By Bo Yang, Vice President and Head of Energy Solutions Lab, Hitachi America R&D
After attending DISTRIBUTECH International earlier this year, one theme stood out: artificial intelligence (AI) is now central to the conversation about the future of the electric grid.
Across the conference, vendors demonstrated AI-enabled digital twins, operator assistants, predictive analytics platforms, and planning tools designed to help utilities manage growing system complexity. The progress is real. But an important distinction is emerging.
Most AI today supports grid operations. Far less participates directly in them. Understanding that difference is critical for the future of reliable power systems.
Many current applications improve how utilities interact with information. They help engineers analyze documentation, assist operators in navigating system data, and summarize operational reports. These capabilities increase efficiency and reduce friction, but they do not influence the decisions that determine how the grid actually runs.
The bar rises significantly when AI begins to shape transmission planning, asset risk, system stability, and reliability outcomes. These are safety- and reliability-critical domains, where accuracy, accountability, and engineering rigor are non-negotiable.
This raises a fundamental question: what, in practice, distinguishes AI that supports the grid from AI that operates within it?
The difference lies in consequence. AI around the grid improves workflows; AI inside the grid influences decisions that directly affect reliability and system stability.
This distinction is why deploying AI in power systems is fundamentally more complex than in digital environments. Power systems operate under strict engineering and regulatory constraints, where errors carry real-world consequences.
At Hitachi America Research & Development, our research focuses on Physical AI systems and solutions designed for use in mission-critical settings across industries—integrating machine learning with physics-based grid models, simulations, and the engineering constraints utilities already rely on.
What does this approach enable in practice?
It allows AI to operate within the same analytical frameworks utilities use to plan and run power systems—strengthening decision-making rather than replacing it.
One example is our work in transmission planning. As electrification expands demand, renewable energy introduces variability, and data centers reshape load profiles, utilities must evaluate an increasing number of scenarios to maintain reliability.
We have been collaborating with Southwest Power Pool (SPP) to apply AI-based analytics that help planners explore these scenarios more efficiently while maintaining the integrity of physics-based models. Initial efforts aim to significantly reduce interconnection study timelines.
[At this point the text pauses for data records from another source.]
PR #672, opened 2021-12-06
Add filtering and links to event messages

wchrapka:
**Description**

Adds message filtering to Cluster Overview, Node Overview and Namespace Overview. Resources mentioned in the messages are linked to pages in busola

**Related issue(s)**

### DIFF
--- a/core-ui/src/components/Clusters/views/ClusterOverview/ClusterNodes/NodeWarningsList.js
+++ b/core-ui/src/components/Clusters/views/ClusterOverview/ClusterNodes/NodeWarningsList.js
@@ -3,22 +3,23 @@ import LuigiClient from '@luigi-project/client';
 import { Link } from 'fundamental-react';
 import { useGet, GenericList, ReadableCreationTimestamp } from 'react-shared';
 import { useTranslation } from 'react-i18next';
+import { useMessageList, EVENT_MESSAGE_TYPE } from 'hooks/useMessageList';
 
-export function ClusterNodesWarnings({ nodesNames }) {
-  const { i18n } = useTranslation();
+export function ClusterNodesWarnings() {
+  const { i18n, t } = useTranslation();
   const { data, loading, error } = useGet('/api/v1/events');
 
-  const formatInvolvedObject = obj => {
-    if (obj.namespace) {
-      return `${obj.kind} ${obj.namespace}/${obj.name}`;
-    } else {
-      return `${obj.kind} ${obj.name}`;
-    }
-  };
+  const {
+    displayType,
+    sortedItems,
+    formatInvolvedObject,
+    messageSelector,
+  } = useMessageList(data?.items);
 
-  const warnings = data?.items
-    .filter(e => e.type === 'Warning')
-    .filter(e => nodesNames.includes(e.source.host));
+  const entries =
+    displayType === EVENT_MESSAGE_TYPE.ALL
+      ? sortedItems
+      : sortedItems.filter(e => e.type === displayType.type);
 
   const navigateToNodeDetails = nodeName => {
     LuigiClient.linkManager().navigate(`nodes/${nodeName}`);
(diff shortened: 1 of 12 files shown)


core-ui/src/hooks/useMessageList.js
```diff
@@ -0,0 +1,83 @@
...
+    );
+  };
+
+  const messageSelector = (
+    <Dropdown
+      compact
+      options={Object.values(EVENT_MESSAGE_TYPE).map(el => ({
+        key: el,
+        text: t(`node-details.${el.label}`),
+      }))}
```
Wawrzyn321, line 69: Could you use `string`s as a `key` and `selectedKey`?
```suggestion
      options={Object.values(EVENT_MESSAGE_TYPE).map(el => ({
        key: el.type,
        text: t(`node-details.${el.label}`),
        data: el,
      }))}
```

core-ui/src/hooks/useMessageList.js
```diff
@@ -0,0 +1,83 @@
...
+import { useTranslation } from 'react-i18next';
+
+export const EVENT_MESSAGE_TYPE = {
+  ALL: { type: 'All', label: 'all' },
+  NORMAL: { type: 'Normal', label: 'normal' },
+  WARNING: { type: 'Warning', label: 'warnings' },
+};
+
+export const RESOURCE_PATH = {
+  Pod: 'pods',
```
Wawrzyn321, line 14: Would it be (easily) possible to handle `Node`s here, too?

core/src/i18n/en.yaml
```diff
@@ -1115,13 +1115,15 @@ namespaces:
 no-permissions:
   title: No Permissions
 node-details:
+  all: All Messages
```
Wawrzyn321, line 1118: Tbh instead of (all messages, normal messages, warnings) I'd go with (all, info, warnings), but it's just my idea, let's see wait for TWs opinion.

core-ui/src/components/Clusters/views/ClusterOverview/ClusterNodes/NodeWarningsList.js
```diff
@@ -3,22 +3,23 @@ import LuigiClient from '@luigi-project/client';
 import { Link } from 'fundamental-react';
 import { useGet, GenericList, ReadableCreationTimestamp } from 'react-shared';
 import { useTranslation } from 'react-i18next';
+import { useMessageList, EVENT_MESSAGE_TYPE } from 'hooks/useMessageList';
 
-export function ClusterNodesWarnings({ nodesNames }) {
-  const { i18n } = useTranslation();
+export function ClusterNodesWarnings() {
```
Wawrzyn321, line 8: I think we can rename this component now :)

core-ui/src/hooks/useMessageList.js
wchrapka: Nodes have a separate column at the cluster/node view, but added them anyway.

Wawrzyn321 (approved):

Wawrzyn321:
Please fix the missing translation
image

Wawrzyn321 (dismissed):

tests/tests/smoke-tests.spec.js
```diff
@@ -25,7 +25,7 @@ context('Smoke Tests', () => {
       .should('be.visible');
 
     cy.getIframeBody()
-      .contains('Warnings')
+      .contains('All Messages')
```
valentinvieriu, line 28: How do this work with Translations? What happens if translation changes? Do we need to adjust our tests?

Wawrzyn321: If translation changes the tests will fail - as far as I can remember we considered this a _good thing_, as text is the contract and if contract changes, the tests would fail.

Wawrzyn321 (approved):

Wawrzyn321 (approved):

In this context, AI does not sit above the grid. It operates within the systems utilities already trust.
That leads to a more important question: why does trust rise to the level of an engineering requirement?
In power systems, deploying AI is not only about performance. Utilities must understand how models generate recommendations, how those outputs interact with operational systems, and where limitations exist.
Engineers remain accountable for system stability. That is why many early applications of AI function as decision-support tools—augmenting human expertise rather than replacing it.
This is not a limitation of AI. It reflects the seriousness of the environment in which it operates.
As the grid becomes more complex, the implications of these questions become more immediate.
Electrification is increasing demand. Renewable generation introduces variability. Climate-driven weather volatility adds new operational risks. At the same time, the rapid growth of AI infrastructure—particularly data centers—is creating new and concentrated loads on the grid.
AI will be essential in helping utilities manage this complexity. But how will it shape the future of the grid?
AI will play a critical role—but its impact will depend not only on technological capability, but on how responsibly it is deployed within operational environments.
Across the industry, a consistent set of questions is emerging—not as theory, but as practical criteria for deployment.
Why is AI deployment more difficult in power systems? Because these systems are governed by strict constraints, where errors have real-world consequences.
How should AI be applied within operational environments? By integrating with existing models, processes, and engineering frameworks rather than operating independently.
What ultimately determines success? Accountability—ensuring AI can be trusted where it matters most.
Taken together, these questions point to a broader shift underway. The industry is moving from capability to responsibility.
The key question is no longer simply: who is using AI?
The question is now: who is prepared to deploy it where it matters most—inside the infrastructure systems that society depends on every day.
That is the standard that will define the next phase of AI in energy—and I am confident Hitachi will lead the way.